O diálogo é um convite à conversão de todos os participantes, à transformação dos interlocutores. Não se dialoga quando se está, apenas, interessado em fazer a apologia das próprias convicções sem espaço para acolher as dos outros. O processo de diálogo não deve ficar só por uma revisão de ideias. Deve levar a uma revisão de vida: aprender a viver a humanidade de todos nas diferenças do ser humano.

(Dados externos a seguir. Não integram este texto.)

PR #6813, opened 2022-06-27
[fix] support multiple output args in reduction kernels

khushi-411:
#### TODO
- [ ] Add tests

### DIFF
--- a/cupy/_core/_reduction.pyx
+++ b/cupy/_core/_reduction.pyx
@@ -59,7 +59,7 @@ cpdef function.Function _create_reduction_function(
 ${type_preamble}
 ${preamble}
 #define REDUCE(a, b) (${reduce_expr})
-#define POST_MAP(a) (${post_map_expr})
+#define POST_MAP(a, b) (${post_map_expr})
 #define _REDUCE(_offset) if (_tid < _offset) { \
   _type_reduce _a = _sdata[_tid], _b = _sdata[(_tid + _offset)]; \
   _sdata[_tid] = REDUCE(_a, _b); \
@@ -103,9 +103,13 @@ extern "C" __global__ void ${name}(${params}) {
       _s = _sdata[_tid];
     }
     if (_tid < _block_stride && _i < _out_ind.size()) {
-      _out_ind.set(static_cast<ptrdiff_t>(_i));
-      ${output_expr}
-      POST_MAP(_s);
+      for (ptrdiff_t _j = _i + _j_offset; _j < _out_ind.size();
+           _j += _j_stride, _J += _J_stride) {
+        _out_ind.set(_j);
+        ${output_expr}
+        _type_reduce _a = static_cast<_type_reduce>(${post_map_expr});
+        POST_MAP(_s, _a);
+      }
     }
   }
 }''').substitute(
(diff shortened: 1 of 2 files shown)


cupy/_core/_reduction.pyx
```diff
@@ -59,7 +59,7 @@ cpdef function.Function _create_reduction_function(
 ${type_preamble}
 ${preamble}
 #define REDUCE(a, b) (${reduce_expr})
-#define POST_MAP(a) (${post_map_expr})
+#define POST_MAP(a, b) (${post_map_expr})
```
takagi, line 62: You can leave POST_MAP macro's argument to be only `a` (that is, `POST_MAP(a)`) as it is the result of the reduction phase. Instead, let's modify the expansion of the macro `(${post_map_expr})` to take statements instead of an expression. In C grammar, a parenthesis `()` can only contain an expression. For multi-line macro, we usually use `do { ... } while (0)` loop;

cupy/_core/_reduction.pyx
```diff
@@ -737,16 +741,13 @@ cdef class ReductionKernel(_AbstractReductionKernel):
...
-            if self.nout != 1:
-                raise NotImplementedError('')
             if len(out_args) != 0:
                 raise ValueError("cannot specify 'out' as both "
                                  "a positional and keyword argument")
-            out_args = [out]
 
         dev_id = device.get_device_id()
         in_args = _preprocess_args(dev_id, args[:self.nin], False)
-        out_args = _preprocess_args(dev_id, out_args, False)
```
takagi, line 749: Let's keep `out_args` as `__call__` method also can take output arrays in positional arguments `args`. Instead, please assign `out` parameter to `out_args` with properly adjusted above.

cupy/_core/_reduction.pyx
khushi-411: Hi, @takagi! Thanks for the comments! I'll think from that perspective and update the PR :)

tests/cupy_tests/core_tests/test_reduction.py
```diff
@@ -189,6 +189,47 @@ def test_invalid_kernel_name(self):
...
+        else:
+            return a.sum(axis=axis, keepdims=keepdims, dtype='b')
+
+
+class ReductionKernelMultipleArgumentsTestBase(
+        AbstractReductionTestBaseMultipleArguments):
+
+    def get_sum_func(self):
+        return cupy.ReductionKernel(
+            'T x', 'T out', 'x', 'a + b', 'out = a, b', '0', 'my_sum')
```
takagi, line 220: This time I think of making ReductionKernel able to handle multiple values only in the post-reduction phase (Is it also okay for you?). So would you try to make the following ReductionKernel pass the test? The ReductionKernel  takes two arrays for output, `out0` and `out1`, then assigning them to sum of `x` as well as its negated sum. The negated sum does not have much sense, just testing purpose.

```
return cupy.ReductionKernel(
            'T x', 'T out0, T out1', 'x', 'a + b', 'out0 = a; out1 = -a', '0', 'my_sum_neg_sum')
```

takagi:
Let me close this PR to keep the PR list clearer. Feel free to reopen again, thanks!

O desafio é transformar os inimigos em aliados, em cooperantes. Será esse o bom fruto de um diálogo autêntico. Não implica uma renúncia aos direitos nem uma fuga aos deveres dos interlocutores. Não é uma anulação das diferenças que tecem identidades. As diferenças não limitam. É a partir do seu aprofundamento que encontraremos o caminho para a universalidade humana.

Foi traduzido, de Jonathan Sacks, um judeu ortodoxo, Rabino-Chefe das Congregações Hebraicas Unidas do Commonwealth desde Setembro de 1991, um livro que procura indicar, a partir da tradição judaica, como evitar o choque das civilizações (1): «Deus, o criador da humanidade, depois de fazer uma aliança com toda ela, vira-se para um povo e ordena-lhe que seja diferente, a fim de ensinar a humanidade a dar espaço à diferença. Deus pode por vezes ser encontrado no outro, aquele que não é como nós».

Para o autor, «o maior antídoto para a violência é o diálogo: deixar falar os nossos medos, escutar os medos dos outros e, nesta partilha de vulnerabilidades, descobrir a génese da esperança».

Boas férias, com novas e boas descobertas. E até Setembro.